[h=2]Matt McMurry: From school to Le Mans[/h] Tuesday, 13 June 2017
By Marshall Pruett / Images by Vision Sports Agency, Trienitz/LAT
When it comes to pre-event Le Mans preparations, Matt McMurry is in a world of his own.
While most of the 150-plus drivers spent untold hours in the gym, liaising with their engineers, and making final fitment checks inside their cars over the past week, the 19-year-old American LMP2 racer was busy lifting a different type of weights and completing an endurance race from Southern California to Arizona.
"I moved out of my dorm on Thursday, drove seven hours to Phoenix, unpacked, and now I'm packing for Le Mans," the student-athlete told
RACER.
Forget camping out on the Le Mans simulator, or living a pampered life with personal assistants and trainers: McMurry has spent the year cramming for exams at UC Irvine and sprinting to ELMS races.

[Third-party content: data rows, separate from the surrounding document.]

PR #367, opened 2021-12-09
UTIL: ucc cpu arch specific functions

Sergei-Lebedev:
## What
Adding CPU architecture specific functions

## Why ?
Required to implement TL CUDA and TL SHM

## How ?
Copy of needed functions from UCS

### DIFF
--- a/src/utils/arch/aarch64/cpu.h
+++ b/src/utils/arch/aarch64/cpu.h
@@ -1,5 +1,5 @@
 /**
-* Copyright (C) Mellanox Technologies Ltd. 2001-2015.  ALL RIGHTS RESERVED.
+* Copyright (C) Mellanox Technologies Ltd. 2001-2021.  ALL RIGHTS RESERVED.
 * Copyright (C) ARM Ltd. 2016-2020.  ALL RIGHTS RESERVED.
 * Copyright (C) Stony Brook University. 2016-2020.  ALL RIGHTS RESERVED.
 *
@@ -30,5 +30,9 @@
 #define ucc_memory_bus_fence()        ucc_aarch64_dmb(oshsy)
 #define ucc_memory_bus_store_fence()  ucc_aarch64_dmb(oshst)
 #define ucc_memory_bus_load_fence()   ucc_aarch64_dmb(oshld)
+
+#define ucc_memory_cpu_fence()        ucc_aarch64_dmb(ish)
+#define ucc_memory_cpu_store_fence()  ucc_aarch64_dmb(ishst)
+#define ucc_memory_cpu_load_fence()   ucc_aarch64_dmb(ishld)
 
 #endif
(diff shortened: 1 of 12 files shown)


src/utils/arch/aarch64/cpu.h
```diff
@@ -0,0 +1,34 @@
+/**
+* Copyright (C) Mellanox Technologies Ltd. 2001-2015.  ALL RIGHTS RESERVED.
```
vspetrov, line 2: 2021

vspetrov (approved):

shimmybalsam (approved):

shimmybalsam (commented):
Please add isync function as well

src/utils/arch/aarch64/cpu.h
Sergei-Lebedev: fixed

Sergei-Lebedev:
> Please add isync function as well

added

src/utils/ucc_compiler_def.h
```diff
@@ -25,6 +25,11 @@
 #define ucc_likely        ucs_likely
 #define ucc_unlikely      ucs_unlikely
 
+/**
+ * Prevent compiler from reordering instructions
+ */
+#define ucc_compiler_fence()       asm volatile(""::: "memory")
```
vspetrov, line 31: @Sergei-Lebedev i think i was not right saying that Shimmy needs just a compiler instruction barrier. We need arch specific CPU instruction barrier.
in hcoll we use libocoms which defines isync:
power: https://github.com/uccs/libocoms/blob/4aa64d0105317badb244e7433ea29aa03a014507/ocoms/sys/powerpc/atomic.h#L34

arm: https://github.com/uccs/libocoms/blob/4aa64d0105317badb244e7433ea29aa03a014507/ocoms/sys/arm64/atomic.h#L76

@bureddy we need an instruction sync primitive for shared memory collectives (remember ppc data race) - does ucx/ucs have that or we need to copy paste from libocoms?

manjugv:
@Sergei-Lebedev I'm missing context here. Why do you need to make a copy of these functions?

Sergei-Lebedev:
> @Sergei-Lebedev I'm missing context here. Why do you need to make a copy of these functions?

currently those functions are not part of ucs headers and it's unlikely they ever be public

manjugv:
> > @Sergei-Lebedev I'm missing context here. Why do you need to make a copy of these functions?
> 
> currently those functions are not part of ucs headers and it's unlikely they ever be public

Do you know why is it not public?

manjugv:
@Sergei-Lebedev Once @bureddy confirms it is ready to go.

src/utils/ucc_compiler_def.h
bureddy: ucx/ucs  ucc_memory_cpu_load_fence() should be enough for pcc shared memory.

bureddy: here was the requirement  on PPC
```

producer 
//store data
for( .............)
 shared_array[i] = 0;                                                                                                                  
ppc_write_fence();   //an lwsync is sufficient for DDR memory writes
//Notify consumers
shared_flag = 1;

Consumer
while (!shared_flag);    //blocking wait on the shared flag (ideally should be non-blocking)
isync();                             //Don't let the speculation unit move instructions ahead of the while loop check
//access the shared_array
int x = shared_array[y];     //read the updated shared state

```

bureddy (approved):

PR #371, opened 2021-12-14
UTIL: fix ucs mpool v1.13.x

vspetrov:
Otherwise segv happens on uninit obj_str if some reqs are not returned to mpool

### DIFF
--- a/src/utils/ucc_mpool.c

With his aerospace and mechanical engineering studies completed until school resumes after summer, McMurry is finally free to place his full concentration on the 24 Hours of Le Mans with the Portuguese Algarve Pro Racing team, where he'll share the No. 45 Ligier JS P217-Gibson with Vincent Capillaire and Mark Patterson.
Along with his ELMS/Le Mans duties, McMurry is also part of the Park Place Motorsports IMSA GT Daytona team (
pictured below at Daytona) as its third driver for the long-distance races, which means partying and all the other norms of college life between semesters will be replaced with racing around the globe.

Ambition, as you might have surmised, isn't lacking within McMurry.
"It's all sort of crazy, since I'm only going to be home this summer for two weeks after Le Mans," he said. "After the Watkins Glen IMSA race with Park Place (on July 2), I'm heading to Portugal for the summer to live with the Algarve Pro team in the Albufiera area. I'm looking forward to working on the car, as well as a load of testing and having an easier take-off place for the ELMS rounds."
McMurry made history in 2014 as the youngest driver to compete at the 24 Hour of Le Mans. At 16, he impressed as an LMP2 newcomer, and with more seasoning to draw from, McMurry is now among the featured drivers in the packed class. With 25 cars in LMP2, almost half the overall field is represented in the category, and for those who intend to win, the sheer volume of cars to contend with is a nightmare.
The odds for each LMP1 entry is favorable; with only six cars, there's a 1:6 chance of victory. LMP2's 1:25 odds are downright silly.
"Since the LMP675/LMP2 era started in 2000, there have never been more cars in this class, and all 25 cars are new 2017-spec LMP2s that are significantly faster than last year's cars due to increased power and downforce," he said. "Just at the Test Day, when the track is dirty and slow, last year's LMP2 qualifying times were smashed by over seven seconds! It's the heyday for the class, and I wouldn't be surprised to see an LMP2 crack the top five overall – and maybe even better if the LMP1s slip."
The recent Le Mans test day also revealed a clear delineation within the LMP2 class. For those who are armed with the ORECA 07 chassis or its Alpine A470 derivation, life is good. For everyone else, including McMurry's Algarve team with its Ligier JS P217, the gap to ORECA – a giant 3.7 seconds – could split the class into first- and second-tier outcomes.
"For my team, our efforts during the practice and qualifying will be focused on improving our top end speed," said McMurry, whose hopes of using of a new low-drag kit for the JS P217s were dashed over the weekend by the Le Mans organizers. "All of the Ligiers have been struggling for top end all season long in the ELMS. We've been able to be competitive in the short track sprints because the Ligier has had superior tire wear. At Le Mans, however, tire wear isn't as drastic, and the top speed advantage that the ORECAs have over us really compounds with the miles and miles of straightaways."